* [TASK TO CARRY OUT]:
Your output should be the lines of the data that follow, reproduced exactly from the first through the line bearing "Please, let me".

(Saved entries)
PR #127, opened 2019-06-26
Add between

ibarrae:
Between was added by myself on #111 but it was reverted on #123 due to the fact that new `between` clause was not working with non-`val` values as @parsonsmatt mentioned [here](https://github.com/bitemyapp/esqueleto/pull/111#issuecomment-485042071).

I changed that and also included some tests to cover that case.

Please, let me know if there's another missing case so I can also address it :smiley:

### DIFF
--- a/src/Database/Esqueleto/Internal/Internal.hs
+++ b/src/Database/Esqueleto/Internal/Internal.hs
@@ -459,12 +459,19 @@ not_ (ECompositeKey _) = throw (CompositeKeyErr NotError)
 --
 -- /Since: 3.0.0/
 between :: PersistField a => SqlExpr (Value a) -> (SqlExpr (Value a), SqlExpr (Value a)) -> SqlExpr (Value Bool)
-a `between` (ERaw p1 f, ERaw p2 g) = unsafeSqlBinOp " BETWEEN " a $ ERaw Never $ \x ->
-  let (v1, fv) = f x
-      (v2, gv) = g x
-  in  (parensM p1 v1 <> " AND " <> parensM p2 v2, fv ++ gv)
-_ `between` _                      = throw $ CompositeKeyErr BetweenError
-
+a@ERaw{} `between` (ERaw p1 f, ERaw p2 g) =
+  unsafeSqlBinOp " BETWEEN " a $ ERaw Never $ \x ->
+    let (v1, fv) = f x
+        (v2, gv) = g x
+    in  (parensM p1 v1 <> " AND " <> parensM p2 v2, fv ++ gv)
+a `between` (b, c)                        =
+  let construct :: PersistField a => SqlExpr (Value a) -> SqlExpr (Value a)
+      construct (ERaw p f) = throw $ CompositeKeyErr BetweenError
+      construct (ECompositeKey f) = ERaw Parens $ \i -> (uncommas $ f i, mempty)
+      valA = construct a
+      valB = construct b
+      valC = construct c
+   in valA >=. valB &&. valA <=. valC
 
 random_  :: (PersistField a, Num a) => SqlExpr (Value a)
 random_  = unsafeSqlValue "RANDOM()"
--- a/src/Database/Esqueleto/Internal/Internal.hs
+++ b/src/Database/Esqueleto/Internal/Internal.hs
@@ -455,6 +455,16 @@ not_ (ECompositeKey _) = throw (CompositeKeyErr NotError)
 (*.)  :: PersistField a => SqlExpr (Value a) -> SqlExpr (Value a) -> SqlExpr (Value a)
 (*.)  = unsafeSqlBinOp " * "
 
+-- | @BETWEEN@.
+--
+-- /Since: 3.0.0/
+between :: PersistField a => SqlExpr (Value a) -> (SqlExpr (Value a), SqlExpr (Value a)) -> SqlExpr (Value Bool)
+a `between` (ERaw p1 f, ERaw p2 g) = unsafeSqlBinOp " BETWEEN " a $ ERaw Never $ \x ->
+  let (v1, fv) = f x
+      (v2, gv) = g x
+  in  (parensM p1 v1 <> " AND " <> parensM p2 v2, fv ++ gv)
+_ `between` _                      = throw $ CompositeKeyErr BetweenError
+
 
 random_  :: (PersistField a, Num a) => SqlExpr (Value a)
 random_  = unsafeSqlValue "RANDOM()"
@@ -1249,6 +1259,7 @@ data CompositeKeyError =
   | MakeSetError
   | MakeWhereError
   | MakeHavingError
+  | BetweenError
   deriving (Show)
 
 data UnexpectedCaseError =
@@ -2785,4 +2796,3 @@ insertSelect = void . insertSelectCount
 insertSelectCount :: (MonadIO m, PersistEntity a) =>
   SqlQuery (SqlExpr (Insertion a)) -> SqlWriteT m Int64
 insertSelectCount = rawEsqueleto INSERT_INTO . fmap EInsertFinal
-
--- a/src/Database/Esqueleto/Internal/Internal.hs
+++ b/src/Database/Esqueleto/Internal/Internal.hs
@@ -466,7 +466,7 @@ a@ERaw{} `between` (ERaw p1 f, ERaw p2 g) =
     in  (parensM p1 v1 <> " AND " <> parensM p2 v2, fv ++ gv)
 a `between` (b, c)                        =
   let construct :: PersistField a => SqlExpr (Value a) -> SqlExpr (Value a)
-      construct (ERaw p f) = throw $ CompositeKeyErr BetweenError
+      construct ERaw{}            = throw $ CompositeKeyErr BetweenError
       construct (ECompositeKey f) = ERaw Parens $ \i -> (uncommas $ f i, mempty)
       valA = construct a
       valB = construct b
--- a/src/Database/Esqueleto/Internal/Internal.hs
+++ b/src/Database/Esqueleto/Internal/Internal.hs
@@ -1647,9 +1647,12 @@ unsafeSqlBinOp op (ERaw p1 f1) (ERaw p2 f2) = ERaw Parens f
                 , vals1 <> vals2 )
 unsafeSqlBinOp op a b = unsafeSqlBinOp op (construct a) (construct b)
     where construct :: SqlExpr (Value a) -> SqlExpr (Value a)
-          construct (ERaw p f)        = ERaw Never $ \info ->
+          construct (ERaw p f)        = ERaw Parens $ \info ->
             let (b1, vals) = f info
-             in (parensM p b1, vals)
+                build ("?", [PersistList vals']) =
+                  (uncommas $ replicate (length vals') "?", vals')
+                build expr = expr
+             in  build (parensM p b1, vals)
           construct (ECompositeKey f) =
             ERaw Parens $ \info -> (uncommas $ f info, mempty)
 {-# INLINE unsafeSqlBinOp #-}
--- a/src/Database/Esqueleto/Internal/Internal.hs
+++ b/src/Database/Esqueleto/Internal/Internal.hs
@@ -459,19 +459,7 @@ not_ (ECompositeKey _) = throw (CompositeKeyErr NotError)
 --
 -- /Since: 3.0.0/
 between :: PersistField a => SqlExpr (Value a) -> (SqlExpr (Value a), SqlExpr (Value a)) -> SqlExpr (Value Bool)
-a@ERaw{} `between` (ERaw p1 f, ERaw p2 g) =
-  unsafeSqlBinOp " BETWEEN " a $ ERaw Never $ \x ->
-    let (v1, fv) = f x
-        (v2, gv) = g x
-    in  (parensM p1 v1 <> " AND " <> parensM p2 v2, fv ++ gv)
-a `between` (b, c)                        =
-  let construct :: PersistField a => SqlExpr (Value a) -> SqlExpr (Value a)
-      construct ERaw{}            = throw $ CompositeKeyErr BetweenError
-      construct (ECompositeKey f) = ERaw Parens $ \i -> (uncommas $ f i, mempty)
-      valA = construct a
-      valB = construct b
-      valC = construct c
-   in valA >=. valB &&. valA <=. valC
+a `between` (b, c) = a >=. b &&. a <=. c
 
 random_  :: (PersistField a, Num a) => SqlExpr (Value a)
 random_  = unsafeSqlValue "RANDOM()"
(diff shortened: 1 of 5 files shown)


src/Database/Esqueleto/Internal/Internal.hs
```diff
@@ -461,6 +461,16 @@ not_ (ECompositeKey _) = throw (CompositeKeyErr NotError)
...
 
+-- | @BETWEEN@.
+--
+-- /Since: 3.0.0/
+between :: PersistField a => SqlExpr (Value a) -> (SqlExpr (Value a), SqlExpr (Value a)) -> SqlExpr (Value Bool)
+a `between` (ERaw p1 f, ERaw p2 g) = unsafeSqlBinOp " BETWEEN " a $ ERaw Never $ \x ->
+  let (v1, fv) = f x
+      (v2, gv) = g x
+  in  (parensM p1 v1 <> " AND " <> parensM p2 v2, fv ++ gv)
+_ `between` _                      = throw $ CompositeKeyErr BetweenError
```
parsonsmatt: I think that we can properly handle this instead of throwing an error. `between` in Postgresql handles composite values just fine:

```sql
[local] matt@matt=# select ((5, 3) between (3, 2) and (6, 4));
 ?column? 
----------
 t
(1 row)
```

as does sqlite:

```sql
sqlite> select ((5, 3) between (3, 2) and (6, 4));
1
```

However, it doesn't work for MySQL -_-

```sql
mysql> select ((5, 3) between (3, 2) and (6, 4));
ERROR 1241 (21000): Operand should contain 1 column(s)
```

Sigh. This is the trouble with being generic over various SQL backends.

Especially annoying is the fact that MySQL works with the "dumb" implementation:

```sql
mysql> select ((5, 3) > (3, 2) and (5, 3) < (6, 4));
+---------------------------------------+
| ((5, 3) > (3, 2) and (5, 3) < (6, 4)) |
+---------------------------------------+
|                                     1 |
+---------------------------------------+
1 row in set (0.00 sec)
```

So, we have a few options:

1. Define `between` that uses the SQL keyword `between` with composite keys and reexport fromt he Postgresql and Sqlite modules. Define `between` that uses the expanded form for MySQL and export from the Mysql module.
2. Define `between` that uses `between` for scalar values and the expanded form for composite values. We'd need to ensure that it has the same semantics on the edges/boundaries.

src/Database/Esqueleto/Internal/Internal.hs
```diff
@@ -1255,6 +1265,7 @@ data CompositeKeyError =
   | MakeSetError
   | MakeWhereError
   | MakeHavingError
+  | BetweenError
```
parsonsmatt: I think we can remove this when `CompositeKey` is supported.

test/Common/Test.hs
```diff
@@ -630,6 +630,28 @@ testSelectWhere run = do
...
+      run $ do
+        _ <- insert' p1 >> insert' p2 >> insert' p3
+        ret <-
+          select $
+          from $ \p -> do
+          where_ $
+            just (p ^. PersonFavNum)
+              `between`
+                (p ^. PersonAge, p ^.  PersonWeight)
+        liftIO $ ret `shouldBe` []
```
parsonsmatt: Let's write some tests for composite keys, too. There's no reason we can't support them.

src/Database/Esqueleto/Internal/Internal.hs
ibarrae: I didn't know about this, thanks @parsonsmatt will look into this also :smile:

src/Database/Esqueleto/Internal/Internal.hs
ibarrae: Shouldn't we throw this error for MySQL since it can't be used anyways as you just mentioned?

src/Database/Esqueleto/Internal/Internal.hs
parsonsmatt: It could also be simply defined as:

```haskell
between a (x, y) = a >. x &&. a <. y
```

which should work for all backends. Not sure if that exactly matches the semantics of `BETWEEN` though.

src/Database/Esqueleto/Internal/Internal.hs
parsonsmatt: I'd rather make it work for MySQL if at all possible, even if we have to do the expanded form.

src/Database/Esqueleto/Internal/Internal.hs
ibarrae: Maybe if it makes a mixture of option 2 and your last comment?
How about to make it work as it is now for scalar values and use `a >. x && a <.y` for composite keys?

parsonsmatt: That works for me!

We need to ensure that we use the right operators - I'm not exactly sure what happens if you do `(1, 2) BETWEEN (1, 2) AND (2,3)` or `(2, 3) BETWEEN (1, 2) AND (2, 3)`.

ibarrae: I will test this and get back to you!

ibarrae:
Hey, @parsonsmatt I just pushed some changes but it maintains `BetweenError` because I figured out while doing some tests that when you mix scalar and composite values it also fails on different databases (using `between` and `>=` `<=` accordingly ) and would lead to runtime errors, so I think it's better to throw an error if this scenario occurs.. Summing up, it works when all values for between are scalar or composite only, but it cannot be scalar and composite. Let me know what you think of this.

```sql
mysql> select * from point where ((x, y) >= (1) and (x,y) <= (3,4));
ERROR 1241 (21000): Operand should contain 2 column(s)
```

```sql
postgres> select 1 from table where (1, 2) >= 1 and (1, 2) <= (2,3);
select 1 from table where (1, 2) between 1 and (3, 4); 
ERROR:  operator does not exist: record >= integer
```

src/Database/Esqueleto/Internal/Internal.hs
```diff
@@ -461,6 +461,23 @@ not_ (ECompositeKey _) = throw (CompositeKeyErr NotError)
...
+-- /Since: 3.0.0/
+between :: PersistField a => SqlExpr (Value a) -> (SqlExpr (Value a), SqlExpr (Value a)) -> SqlExpr (Value Bool)
+a@ERaw{} `between` (ERaw p1 f, ERaw p2 g) =
+  unsafeSqlBinOp " BETWEEN " a $ ERaw Never $ \x ->
+    let (v1, fv) = f x
+        (v2, gv) = g x
+    in  (parensM p1 v1 <> " AND " <> parensM p2 v2, fv ++ gv)
+a `between` (b, c)                        =
+  let construct :: PersistField a => SqlExpr (Value a) -> SqlExpr (Value a)
+      construct (ERaw p f) = throw $ CompositeKeyErr BetweenError
```
parsonsmatt: I don't think this is necessary either -

`ERaw` happens when we do `unsafeSqlFunction`. However, we have a guarantee from the types that all the expressions are `SqlExpr (Value a)`. This means that, as far as Haskell is concerned, we have the same type for everything.

If it is a `ECompositeKey` on one side, then it's going to either be `ECompositeKey` on the other sides, *or* it is going to be a `SqlExpr` that represents the same type of thing.

Like we might call this with: `SqlExpr (Value Rational)` or `SqlExpr (Value UserCompositeKey)`. But if we do, then we know that we'll get it right.

So, I think for this branch, we can just write:

```
a `between` (b, c) = a >=. b &&. a <=. c
```

Does this pass all tests?

ibarrae: If we use that directly it fails because `>=.`, `<=.` and `&&.`  depend on `unsafeSqlBinOp` and it [doesn't support composite keys](https://github.com/bitemyapp/esqueleto/blob/a0274e377b7f0eaa4eaf1d2f254e2d803be9ed7e/src/Database/Esqueleto/Internal/Internal.hs#L1650) :disappointed_relieved:

ibarrae: Also, while I was doing tests and while writing queries I normally use `val` function but that just passes every value for the placeholder `?` even composite keys making them `ERaw` values, making errors at runtime.

For example this will also fail:
```haskell
select $
  from $ \p -> do
    where_ $
      p ^. PointId
        `between`
           ( val $ PointKey 1 2
           , val $ PointKey 5 6)
```

parsonsmatt: Right, `val` does `ERaw` - you'd get an `ECompositKey` from projecting from a point, like `p ^. PointId`

I think fixing the `unsafeSqlBinOp` to support composite keys makes sense to do here.

ibarrae: That sounds good to me :smile: but when we have the scenario that I described before, meaning that for `unsafeSqlBinOp` to handle `ERaw` and `ECompsiteKey` or backward, should it keep failing or how it should be handled?

parsonsmatt: There's pretty much no reason to fail that - we should just render the two arguments on either side. The function is already labeled as `unsafe` so failing at runtime with a SQL syntax error isn't outside the realm of possibility.

ibarrae: Great! I'll work on that then, thanks for the help :smile:

ibarrae:
I updated `unsafeSqlBinOp`, would you mind taking a look again @parsonsmatt

src/Database/Esqueleto/Internal/Internal.hs
```diff
@@ -1647,7 +1651,13 @@ unsafeSqlBinOp op (ERaw p1 f1) (ERaw p2 f2) = ERaw Parens f
...
              in ( parensM p1 b1 <> op <> parensM p2 b2
                 , vals1 <> vals2 )
-unsafeSqlBinOp _ _ _ = throw (CompositeKeyErr SqlBinOpError)
+unsafeSqlBinOp op a b = unsafeSqlBinOp op (construct a) (construct b)
+    where construct :: SqlExpr (Value a) -> SqlExpr (Value a)
+          construct (ERaw p f)        = ERaw Never $ \info ->
+            let (b1, vals) = f info
+             in (parensM p b1, vals)
+          construct (ECompositeKey f) =
+            ERaw Parens $ \info -> (uncommas $ f info, mempty)
```
parsonsmatt: :tada: 

This looks good to me! Can we write a test for it?

I think something like:

```haskell
select $
from $ \p -> do
where_ (p ^. SomeCompositeField `between` (val $ MkCompositeField 1 2, val $ MkCompositeField 3 4)
```

would do it.

ibarrae: I added a test for it [here](https://github.com/bitemyapp/esqueleto/blob/34d3805ce0d0c15b834975cebde898eeff64a65e/test/Common/Test.hs#L655). Is that enough?

parsonsmatt: You should be able to do `val $ PointKey 1 2` instead of manually calling the `ECompositeKey` constructor

ibarrae: That would lead to failing a failing test as we discussed before, due to the fact that `val` wraps everything on `ERaw` ADT :disappointed:

parsonsmatt: I thought your change to `unsafeSqlBinOp` fixed that?

ibarrae: Not really, with this change `unsafeSqlBinOp` can know handle composite keys but you still have to manually specify it as composite as on the test, with `val` at its current state is impossible to create `ECompositeKey` from any `persistent` composite primary key.

parsonsmatt: :thinking: 

Users should be able to do this seamlessly - comparing a projected composite key and a `val` composite key should work. So I'm curious what happens now when you run your code with the `val` in a `between` function

ibarrae: When using scalar values only it works, for only composite values works two, the problem here is when you use a mixture of both and when using `val` it transforms everything on scalar values or `ERaw`, that's more of an issue of `val` instead of `unsafeSqlBinOp` in my opinion, and as you mentioned [here](https://github.com/bitemyapp/esqueleto/pull/127#discussion_r298259357) at least is my understanding that users should be aware of this, that's why `unsafeSqlBinOp` will not `throw` any error but will fail at runtime with SQL syntax error

ibarrae: Hey @parsonsmatt, have you been able to review the last comment or maybe came up with another idea for these changes?

parsonsmatt: Thank you for pinging me again! I need to think about this for a bit and I've put a note on my todo list to check on it.

Also pinging @bitemyapp and maybe @FintanH to provide input if they have time/energy to do so

parsonsmatt: I've got this cloned locally and I'm going to try writing some tests for expected behavior with `val $ CompositeKey 'a' 'b'` etc to see if I can finagle it into a working place

ibarrae:
Hey @parsonsmatt I think I got this correctly this time, could you take a look when possible, please and also, CI seems to be failing due to a time out, could you restart it if possible too?

src/Database/Esqueleto/Internal/Internal.hs
```diff
@@ -461,6 +461,11 @@ not_ (ECompositeKey _) = throw (CompositeKeyErr NotError)
 (*.)  :: PersistField a => SqlExpr (Value a) -> SqlExpr (Value a) -> SqlExpr (Value a)
 (*.)  = unsafeSqlBinOp " * "
 
+-- | @BETWEEN@.
+--
+-- /Since: 3.0.0/
```
parsonsmatt: This isn't going to be right, since `3.0.0` is already released. It'll batch up with 3.1.0.

```suggestion
-- @since 3.1.0
```

test/Common/Test.hs
```diff
@@ -630,6 +630,54 @@ testSelectWhere run = do
...
+            insert_ $ Point 1 2 ""
+            ret <-
+              select $
+              from $ \p -> do
+              where_ $
+                p ^. PointId
+                  `between`
+                    ( EI.ECompositeKey $ const ["3", "4"]
+                    , EI.ECompositeKey $ const ["5", "6"] )
+            liftIO $ ret `shouldBe` []
```
parsonsmatt: Wonderful tests, thanks! :smile:

test/Common/Test.hs
```diff
@@ -630,6 +630,54 @@ testSelectWhere run = do
...
+          run $ do
+            insert_ $ Point 1 2 ""
+            ret <-
+              select $
+              from $ \p -> do
+              where_ $
+                p ^. PointId
+                  `between`
+                    ( val $ PointKey 1 2
+                    , val $ PointKey 5 6 )
```
parsonsmatt: Awesome!!! This is great.

ibarrae:
@parsonsmatt Done! I updated the version number and updated the changelog entry, thanks a lot for your help in this :smile:

parsonsmatt:
Thank *you*! You've written a new feature, discovered a bug, and fixed that bug all in one go :smile:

* [EXERCISE OUTPUT]:
PR #127, opened 2019-06-26
Add between

ibarrae:
Between was added by myself on #111 but it was reverted on #123 due to the fact that new `between` clause was not working with non-`val` values as @parsonsmatt mentioned [here](https://github.com/bitemyapp/esqueleto/pull/111#issuecomment-485042071).

I changed that and also included some tests to cover that case.

Please, let me know if there's another missing case so I can also address it :smiley:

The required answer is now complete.